Saved entries:
****************************************
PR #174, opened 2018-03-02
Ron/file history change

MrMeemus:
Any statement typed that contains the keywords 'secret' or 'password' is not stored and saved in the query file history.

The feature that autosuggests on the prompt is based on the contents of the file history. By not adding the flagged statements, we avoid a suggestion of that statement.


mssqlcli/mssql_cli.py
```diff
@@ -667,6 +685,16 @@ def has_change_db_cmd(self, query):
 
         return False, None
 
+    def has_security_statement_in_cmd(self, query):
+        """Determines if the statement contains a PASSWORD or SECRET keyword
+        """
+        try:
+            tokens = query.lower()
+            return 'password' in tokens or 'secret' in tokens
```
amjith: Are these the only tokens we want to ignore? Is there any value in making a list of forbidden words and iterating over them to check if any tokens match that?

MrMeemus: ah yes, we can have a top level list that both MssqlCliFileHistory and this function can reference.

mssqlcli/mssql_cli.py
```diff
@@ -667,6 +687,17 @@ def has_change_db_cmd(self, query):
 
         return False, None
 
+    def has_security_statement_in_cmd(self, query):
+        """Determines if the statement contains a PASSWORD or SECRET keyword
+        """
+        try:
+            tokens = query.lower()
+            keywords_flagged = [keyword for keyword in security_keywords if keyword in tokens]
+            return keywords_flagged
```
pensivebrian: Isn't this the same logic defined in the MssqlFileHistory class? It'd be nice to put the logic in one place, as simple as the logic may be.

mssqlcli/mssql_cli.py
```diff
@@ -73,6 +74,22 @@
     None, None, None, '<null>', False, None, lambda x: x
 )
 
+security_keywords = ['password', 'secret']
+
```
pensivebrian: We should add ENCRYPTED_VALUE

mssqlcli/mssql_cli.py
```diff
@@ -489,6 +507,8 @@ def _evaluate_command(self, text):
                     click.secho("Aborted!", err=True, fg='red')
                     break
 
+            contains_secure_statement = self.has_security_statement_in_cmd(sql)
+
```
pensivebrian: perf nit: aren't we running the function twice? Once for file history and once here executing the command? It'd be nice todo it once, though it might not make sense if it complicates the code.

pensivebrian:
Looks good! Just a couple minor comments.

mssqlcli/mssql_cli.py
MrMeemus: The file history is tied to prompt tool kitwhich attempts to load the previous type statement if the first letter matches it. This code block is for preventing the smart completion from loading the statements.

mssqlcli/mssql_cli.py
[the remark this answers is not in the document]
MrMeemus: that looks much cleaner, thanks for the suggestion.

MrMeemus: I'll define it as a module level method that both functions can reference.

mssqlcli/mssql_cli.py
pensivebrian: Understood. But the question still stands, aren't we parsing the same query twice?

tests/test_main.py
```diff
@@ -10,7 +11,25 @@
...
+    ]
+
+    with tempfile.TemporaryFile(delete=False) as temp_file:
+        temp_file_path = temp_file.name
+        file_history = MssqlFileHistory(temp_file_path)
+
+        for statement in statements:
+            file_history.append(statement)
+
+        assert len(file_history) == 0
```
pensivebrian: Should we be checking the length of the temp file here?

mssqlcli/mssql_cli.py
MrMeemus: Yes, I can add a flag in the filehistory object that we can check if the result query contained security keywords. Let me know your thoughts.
****************************************
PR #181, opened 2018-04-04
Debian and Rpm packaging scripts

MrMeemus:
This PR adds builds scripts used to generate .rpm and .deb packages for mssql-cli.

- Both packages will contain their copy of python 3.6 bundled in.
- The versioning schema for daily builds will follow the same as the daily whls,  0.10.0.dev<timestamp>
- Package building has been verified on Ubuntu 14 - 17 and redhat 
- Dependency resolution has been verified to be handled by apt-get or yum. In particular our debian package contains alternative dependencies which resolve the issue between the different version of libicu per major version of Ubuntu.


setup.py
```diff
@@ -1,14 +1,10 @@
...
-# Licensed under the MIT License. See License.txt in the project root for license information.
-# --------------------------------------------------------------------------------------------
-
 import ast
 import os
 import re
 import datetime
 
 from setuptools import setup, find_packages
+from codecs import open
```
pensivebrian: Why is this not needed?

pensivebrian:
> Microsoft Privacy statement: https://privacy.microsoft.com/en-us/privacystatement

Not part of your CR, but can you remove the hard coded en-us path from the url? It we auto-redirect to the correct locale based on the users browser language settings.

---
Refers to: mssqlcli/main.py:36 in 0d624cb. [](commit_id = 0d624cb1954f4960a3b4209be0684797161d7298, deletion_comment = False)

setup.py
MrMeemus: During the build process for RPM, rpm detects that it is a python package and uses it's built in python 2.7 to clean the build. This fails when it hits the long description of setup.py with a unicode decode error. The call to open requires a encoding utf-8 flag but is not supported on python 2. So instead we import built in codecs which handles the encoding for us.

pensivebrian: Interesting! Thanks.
****************************************
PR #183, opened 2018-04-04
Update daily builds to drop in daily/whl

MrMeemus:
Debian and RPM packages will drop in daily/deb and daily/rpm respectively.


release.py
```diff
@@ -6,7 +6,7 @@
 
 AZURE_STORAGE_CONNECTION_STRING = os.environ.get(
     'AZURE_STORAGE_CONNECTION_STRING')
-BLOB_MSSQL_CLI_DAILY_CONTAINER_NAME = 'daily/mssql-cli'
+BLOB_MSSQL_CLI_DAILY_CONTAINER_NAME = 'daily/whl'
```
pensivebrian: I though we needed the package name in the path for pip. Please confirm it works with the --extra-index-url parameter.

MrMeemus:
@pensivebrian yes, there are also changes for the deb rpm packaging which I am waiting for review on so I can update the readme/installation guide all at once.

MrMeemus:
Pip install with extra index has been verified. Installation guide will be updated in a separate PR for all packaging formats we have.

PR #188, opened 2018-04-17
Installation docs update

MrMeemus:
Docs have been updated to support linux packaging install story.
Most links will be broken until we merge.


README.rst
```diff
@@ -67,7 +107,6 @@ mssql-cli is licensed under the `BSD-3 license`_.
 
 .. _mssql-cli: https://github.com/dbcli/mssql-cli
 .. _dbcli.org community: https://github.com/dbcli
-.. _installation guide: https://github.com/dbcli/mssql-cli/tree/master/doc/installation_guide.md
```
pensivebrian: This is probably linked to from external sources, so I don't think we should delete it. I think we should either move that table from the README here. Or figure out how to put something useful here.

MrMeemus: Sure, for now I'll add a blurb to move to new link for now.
****************************************
* [Exercise objective]
From the records above, extract exactly and only the lines that begin at the line with "Looks good! Just a couple minor comments." and stop after the line with "MrMeemus: The file".

* [Exercise answer]
Looks good! Just a couple minor comments.

mssqlcli/mssql_cli.py
MrMeemus: The file history is tied to prompt tool kitwhich attempts to load the previous type statement if the first letter matches it. This code block is for preventing the smart completion from loading the statements.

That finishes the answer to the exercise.